If we compare the type of foldMapDefault with traverse we can yet again see some similarity.

foldMapDefault :: (Traversable t, Monoid m) => (a -> m) -> t a -> m
traverse :: (Traversable t, Applicative f) => (a -> f b) -> t a -> f (t b)

The difference from fmapDefault is that now we need a way to convert each element of the Traversable to a Monoid.

We will use the Const applicative here, which as it so happens also defines a Monoid instance.

foldMapDefault :: (Traversable t, Monoid m) => (a -> m) -> t a -> m
foldMapDefault f x = _

As previously we can only use traverse together with a function a -> f b, but we have a -> m, where by using Const we can do the m -> f b.

foldMapDefault :: (Traversable t, Monoid m) => (a -> m) -> t a -> m
foldMapDefault f x = traverse (Const . f) x

Again we’re faced with the problem of having Const m (t b) instead of m, which can be solved using getConst.

foldMapDefault :: (Traversable t, Monoid m) => (a -> m) -> t a -> m
foldMapDefault f x = getConst $ traverse (Const . f) x

And a point free version.

foldMapDefault :: (Traversable t, Monoid m) => (a -> m) -> t a -> m
foldMapDefault f = getConst . traverse (Const . f)

This is also very similar to one of the functions Lens provides, in particular view.

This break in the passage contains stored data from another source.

PR #43, opened 2016-03-08
Use score summaries in data download

efischer19:
Let's see how this goes

### DIFF
--- a/submissions/api.py
+++ b/submissions/api.py
@@ -447,27 +447,27 @@ def get_all_course_submission_information(course_id, item_type, read_replica=Tru
     if read_replica:
         submission_qs = _use_read_replica(submission_qs)
 
-    query = submission_qs.select_related('student_item').prefetch_related('score_set').filter(
+    query = submission_qs.select_related('student_item__scoresummary__latest__submission').filter(
         student_item__course_id=course_id,
         student_item__item_type=item_type,
     ).iterator()
 
     for submission in query:
         student_item = submission.student_item
-        if submission.score_set.count() > 0:
-            for score in submission.score_set.all():
-                yield (
-                    StudentItemSerializer(student_item).data,
-                    SubmissionSerializer(submission).data,
-                    ScoreSerializer(score).data
-                )
-        else:
-            # Make sure we return submission information even if there isn't a score associated with it.
-            yield (
-                StudentItemSerializer(student_item).data,
-                SubmissionSerializer(submission).data,
-                {}
-            )
+        serialized_score = {}
+        if hasattr(student_item, 'scoresummary'):
+            latest_score = student_item.scoresummary.latest
+
+            # We only include the score for a given submission if it is not a reset score and it "counts", that is,
+            # if it is the latest score on the score summary tracking the submission's student_item. This matches the
+            # behavior of the API's get_score method.
+            if (not latest_score.is_hidden()) and latest_score.submission.uuid == submission.uuid:
+                serialized_score = ScoreSerializer(latest_score).data
+        yield (
+            StudentItemSerializer(student_item).data,
+            SubmissionSerializer(submission).data,
+            serialized_score
+        )
 
 
 def get_top_submissions(course_id, item_id, item_type, number_of_top_scores, use_cache=True, read_replica=True):
--- a/submissions/tests/test_api.py
+++ b/submissions/tests/test_api.py
@@ -127,7 +127,8 @@ class TestSubmissionsApi(TestCase):
 
         self.assertDictEqual(SECOND_STUDENT_ITEM, submissions_and_scores[1][0])
         self._assert_submission(submissions_and_scores[1][1], submission3['answer'], student_item2.pk, 1)
-        self._assert_score(submissions_and_scores[1][2], 3, 4)
+        # submission4 also pertains to this student item and got its score later, so no score will be reported here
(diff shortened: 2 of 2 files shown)


edx-webhook:
## PR Cover Letter

## Sandbox

## Testing
- [ ] i18n
- [ ] RTL
- [ ] Analytics
- [ ] Performance

## Reviewers
- [ ] Code review #1
- [ ] Code review #2
- [ ] Docs review (required for UI strings/error messages)
- [ ] UX review
- [ ] Accessibility review
- [ ] Product review

## Documentation considerations
- [ ] Are there user visible changes? If so, list who is affected, and include a pointer to the relevant code.
- [ ] Should this be mentioned in the release notes? If so, make sure that you included a description.

## DevOps assistance
- configuration changes
- feature flags
- migrations
- [ ] File a support ticket

## Post-review
- [ ] Squash commits

submissions/api.py
```diff
@@ -447,27 +447,27 @@ def get_all_course_submission_information(course_id, item_type, read_replica=Tru
     if read_replica:
         submission_qs = _use_read_replica(submission_qs)
 
-    query = submission_qs.select_related('student_item').prefetch_related('score_set').filter(
+    query = submission_qs.select_related('student_item__scoresummary__latest__submission').filter(
```
efischer19: This `select_related` means that, for each `submission` in our query, we are fetching:
- its student_item, which can be tied to a
- scoresummary, which can be tied to a
- score (latest), which can be tied to a
- submission

The upshot is that, for each submission, we can ask the question `If we tried to get the score for this submission's student_item, would the score reported be associated with this submission?` If it is, the score is included in our data download. If it is not, no score is returned.

This is to handle a situation like this one:
- student makes a submission
- student gets a poor score on that submission
- student makes a new submission
- student gets a better score on that submission
The returned values in this case would be both submissions, but no score would be reported for the first one. Is this desirable? Or would it be better to return both scores even though one of them doesn't count? We have elected to go this route for now, since that seems to be how the api is set up for `get_score`.

Worth noting: ORA imposes a limit of 1 submission per student item (excluding delete state requests, but that data already excluded), so this is irrelevant to the context of ORA data downloads. It's more a question of how edx-submissions want to handle this theoretical case for other consumers in the future.

efischer19:
@dianakhuang Here's what I have for only including relevant scores in the data download.

@robrap Could you check over my comment above, and see if you agree with the route we're taking?

dianakhuang:
:+1:

submissions/api.py
robrap: As you stated, it really is a question of who needs the data download and what they want included:
1. Do they want all scores with additional data (like a latest flag) to help them filter the data in the download appropriately?  Or,
2. Does someone just want the latest (i.e. relevant) scores with no other historical scores?

One possibility is to go with the latest, since it is simpler, and add an option later if and when it is needed.  Can we find out if this aligns with the original requirement at a minimum?

@ormsbee @scottrish Thoughts on this?

Depending on which way we go, I'll have some additional minor requests on naming and commenting to make this more clear.

efischer19:
I don't want to close off this discussion, but we have the loadtest environment available today and would like to try this code out to get some ballpark figures.

I'm going to merge this into Diana's branch, but the question of "only latest/relevant scores" vs. "all scores with flag" is still open. If we do end up going with "all scores and a flag", the performance will probably be slightly worse, but not terribly so.

submissions/api.py
```diff
@@ -447,27 +447,27 @@ def get_all_course_submission_information(course_id, item_type, read_replica=Tru
...
-                SubmissionSerializer(submission).data,
-                {}
-            )
+        serialized_score = {}
+        if hasattr(student_item, 'scoresummary'):
+            latest_score = student_item.scoresummary.latest
+
+            # We only include the score for a given submission if it is not a reset score and it "counts", that is,
+            # if it is the latest score on the score summary tracking the submission's student_item. This matches the
+            # behavior of the API's get_score method.
```
robrap: @efischer19 @dianakhuang  Does the following comment sound more clear to you?
```
# Only include the score if it is not a reset score (is_hidden), and if the current submission matches 
# the latest score's submission.  This matches the behavior of the API's get_score method.
```

submissions/api.py
robrap: If we stick with latest score, the comment for this method should mention "latest score" each time it currently reads "score".  The function comment should also mention that an empty score will be sent for submissions with no score.

submissions/api.py
efischer19: It's better, but I'm still looking at `if the current submission matches the latest score's submission`. Is there some way we can mention the student_item in there as well? Something like `if the current submission corresponds to the latest score for this student_item`?

robrap: I'd like something that makes all the lines of code more clear, including the last test comparing the submission.uuid's.

Maybe: 
```
...if the current submission is the same as the student_item's latest score's submission.
```

efischer19: :+1: I like that one, I'll implement it when I update this code later. Thanks!

submissions/api.py
ormsbee: My guess is that most people will only want the latest relevant score with no historical data for something like a download, so that should be the default behavior. But I think there are valid reasons for wanting every submission and its corresponding score or scores in the future.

view :: Lens s a -> s -> a
view ln = getConst . ln Const

Implementing Functor and Foldable with Traversable

Now that we understand how both fmapDefault and foldMapDefault work, we can use them to define a Functor and a Foldable instance for any Traversable we might have.

We can test this out by defining a simple list type.

data List a = Nil
            | Cons a (List a)
            deriving Show

instance Functor List where
    fmap = fmapDefault

instance Foldable List where
    foldMap = foldMapDefault

instance Traversable List where
    traverse _ Nil = pure Nil
    traverse f (Cons x xs) = fmap Cons (f x) <*> traverse f xs

We used fmap = fmapDefault and foldMap = foldMapDefault to define our Functor and Foldable instances, which is all made possible by also having a Traversable instance. Let’s test this out to make sure it works!

λ> traverse (\x -> Just (x + 1)) (Cons 1 (Cons 2 (Cons 3 Nil)))
Just (Cons 2 (Cons 3 (Cons 4 Nil)))
λ> fold (Cons "hello" (Cons "world" Nil))
"helloworld"
λ> fmap (+1) (Cons 1 (Cons 2 (Cons 3 Nil)))
Cons 2 (Cons 3 (Cons 4 Nil))

It might be a surprising, but everything works as it is supposed to.